Людмила Александровна брызнула смехом:
– Ты что-то особенное, моя девочка. Я знала, что можно на тебя положиться.
Она поцеловала меня в лоб и вышла из комнаты.
Однажды вечером, после традиционного чая, морковного чая с куском черного хлеба, заходит врач в мою комнату – не было роженицы – и спрашивает:
– Как ты думаешь насчет пойти ко мне кушать коржики и пить настоящий чай?
– Вы смеетесь надо мной?! Такого не существует, настоящий чай и еще коржики! Я не видела коржиков с тех пор, как я оставила Кишинев.
– Ты из Бесарабии? Как ты сюда попала? А когда?
Я молчу. Через минуту я отвечаю:
– Я не помню когда, я не помню как. Я была больна. Была война, бомбы. Все умерли, папа, мама и бабушка, все умерли?
– Кто-то их убил?
Я взорвалась от смеха. Он меня спрашивает:
– Почему ты смеешься?
– Вы забыли, что вы говорили раньше, что вы мне обещали?
– Что? Что?
– Ну, чай и коржики!
Он смеется.
– Я виноват. Я принесу коляску и перевезу тебя в мою комнату, там тепло, приятно, и я спрошу тебя кое о чем.
– Хорошо, – говорю я.
Он завез коляску в его комнату, открыл дверь и тепло и запах папирос окружили меня и оставили меня в полном недоумении. Было что-то знакомое в этих запахах. Он знал, что я соглашусь придти к нему! На столе все было приготовлено с самого начала, красивая коробка с настоящим чаем, я помню эту коробку из дому, китайская коробка! Горячие коржики, запах коржиков! Кто это ему печет? На больничной кухне? Что за лесть? У меня рот полон слюны. Он мне наливает настоящий чай, и от запаха у меня кружится голова. Я смотрю на застеленный белоснежной скатертью стол, на тарелочки с цветочками! «Боже мой! – думаю я. – Боже мой! Что теперь делать?» Рот у меня полон слюны, я не хочу, чтобы он видел. Я глотаю слюну. Он наливает мне чай, я онемела. Чай кипит. Я обжигаю губы. Я боюсь, что стакан выпадет из моих несчастных пальцев, и это будет ужасный стыд. Лицо моей мамы появляется у меня перед глазами:
– Сиди прямо! Не хлюпай, когда ты пьешь! Перестань плакать!

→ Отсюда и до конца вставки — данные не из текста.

PR #3190, opened 2022-09-01
Add "Squared" Capsule

bradjc:
### Pull Request Overview

This pull request adds a capsule for squaring a number. It's actual purpose is to support testing the U32U64 command return type.

### Testing Strategy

Я знаю, что мама права, но я не могу перестать плакать.
– Ты еврейка, как и я, – говорит он. – Правда?
Я молчу, не могу говорить.
– Я объясню тебе, – говорит он. – Все евреи из Бесарабии были рассеяны, исчезли и в большем случае были убиты. Тысячи детей как ты замерзли в снегу. От меня ты не можешь ничего скрыть. Я тебе не сделаю ничего плохого. Я не открою ничего никому. Я офицер в румынской армии. Я поставлен быть военным врачом в этой больнице, и абсолютно ничего не понимаю, что мне надо тут делать. Я вижу, что все меня страшно боятся, но я не могу объяснить им то, что я тебе говорю. Ты очень маленькая девочка, но у тебя «старая голова». Ты понимаешь гораздо больше, чем девочка в твоем возрасте могла бы понять. Я оставляю свой секрет в твоих маленьких несчастных ручках. Верь мне, что я ничего плохого тебе не сделаю.
– Я вам не верю. Вы румын, еврей не может быть офицером! Нет такого! Мой папа был врачом, и он не был евреем, только мужем еврейки, и его не послали в больницу на Украине, его убили пулей! А вас, вас послали с тонной еды и всякими яствами сидеть в несчастной больнице главным, офицером оккупации. Терроризировать нас и шпионить за этими несчастными людьми. Я их люблю!
Я кончила говорить с чувством победы. Человек сидел с опущенной головой с несчастным выражением лица, его чай остыл.